Les intellectuels sous pression

 | Par Guilherme Scalzilli

Source : A intelectualidade sob pressão - Observatório da Imprensa
Par Guilherme Scalzilli, le 20/06/2016
Traduction : Roger GUILLOUX
Relecture : Maia INZAURRALDE

Source : Blog de Guilherme Scalzilli

La tentative visant à se débarrasser du Ministère de la culture, les purges à l’intérieur de l’Entreprise Brasil de Comunicação [1] et les interventions du gouvernement provisoire dans les organismes scientifiques sont les signes d’un phénomène plus ample.

Que ce soit par le biais d’actions judiciaires ou d’articles dans les médias traditionnels, les attaques paralysantes et diffamatoires se sont multipliées contre des professeurs universitaires, des artistes et des journalistes considérés comme étant de gauche.

La tentative visant à se débarrasser du Ministère de la culture, les purges à l’intérieur de l’Entreprise Brasil de Comunicação et les interventions du gouvernement provisoire dans les organismes scientifiques sont les signes d’un phénomène plus ample. Que ce soit par le biais d’actions judiciaires ou d’articles dans les médias traditionnels, les attaques paralysantes et diffamatoires se sont multipliées contre des professeurs universitaires, des artistes et des journalistes considérés comme étant de gauche.

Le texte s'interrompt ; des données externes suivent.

PR #1046, opened 2026-09-09
Bind metric definitions to their real entry id (fixes >100% memory chart values)

feizheng10:
## Problem

The memory chart shows cache hit rates well above 100% and disagrees with the `rocprof-compute` CLI for the same kernel. Reported as AIPROFCOMP-842.

For `__amd_rocclr_fillBufferUnAligned` in an MI300A profile (analysis schema 2.2.0), the chart rendered:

Le problème n’a rien à voir avec les privilèges fiscaux accordés à la Culture ni avec d’autres ordres du jour opportunistes. Des arguments grotesques du type « s’accrocher aux tétons de l’État » ne servent qu’à distiller un pseudo-libéralisme simpliste qui chatouille l’orgueil réactionnaire. A l’époque de la Guerre froide, on parlait de personnes « à la solde de Moscou ».

La phobie anti-intellectuelle est aussi vieille que le fascisme. Elle nait de l’aversion à la créativité et à l’esprit critique, valeurs de nature provocatrice et libertaire. L’art, l’humour et l’analyse offensent l’autoritarisme car ils agissent dans des sphères dans lesquelles la force coercitive, économique ou physique n’a pas une efficacité totale.

Et il existe le danger de la visibilité. Une personne célèbre qui dénonce un coup d’État devant la presse mondiale détruit des mois de propagande partisane du journalisme brésilien [2]. Aucune manipulation n’est capable de survivre à l’appel émotionnel d’une idole enfantée par ce même système de légitimation du support de manipulation.

Le venin contre l’antidote

Ceci explique l’effort pour neutraliser ces personnalités en recourant à des allégations concernant l’usage des ressources publiques ou portant sur les affinités politiques. La prétention à une neutralité impossible, rejetée dans tous les domaines de recherche, sert à désavouer justement les personnes qui combattent le mensonge de la neutralité politique du système judiciaire et de la presse. Inversion perfide qui compte sur le venin pour détruire son antidote.

L’esprit vindicatif et intolérant fournit un amalgame idéologique à diverses factions institutionnelles impliquées dans la destitution de Dilma Rousseff. Mais il serait naïf de ne voir là qu’un sous-produit spontané de l’antipétisme [3]historique. Le phénomène a pris une telle amplitude qu’il peut se transformer en instrument de coercition.

Les attaques contre les intellectuels visent à les empêcher de participer à la construction de récits historiques de la période actuelle que traverse le pays. En condamnant au silence les versions antagonistes, la droite prétend institutionnaliser la vision salvatrice de son histoire, ayant recours à un discours homogène des événements comme légat d’une fausse unanimité au sujet des disputes politiques.

Et c’est précisément parce que la mode obscurantiste est liée à un projet de pouvoir que les intellectuels ne peuvent tomber dans ce piège légitimant la dépolitisation. Plus les adeptes de la pensée unique seront agressifs et plus il sera stimulant de les combattre avec l’énergie de la résistance militante.

Guilherme Scalzilli est historien, écrivain. Il est titulaire d’un master en Diffusion scientifique et culturelle.

Voir en ligne : Observatório da imprensa

[1Empresa Brasil de Comunicação, EBC. Entreprise publique de communication créée en 2007. Elle regroupe une agence d’information, des chaînes de télévision et des radios.

[2L’auteur de l’article fait référence à la protestation contre la destitution de la Présidente Dilma Rousseff protagonisée par le cinéaste brésilien, Kleber Mendonça Filho lors du dernier festival de Cannes.

[3Antipetisme. Néologisme créé à partir du sigle du Parti des travailleurs, le PT.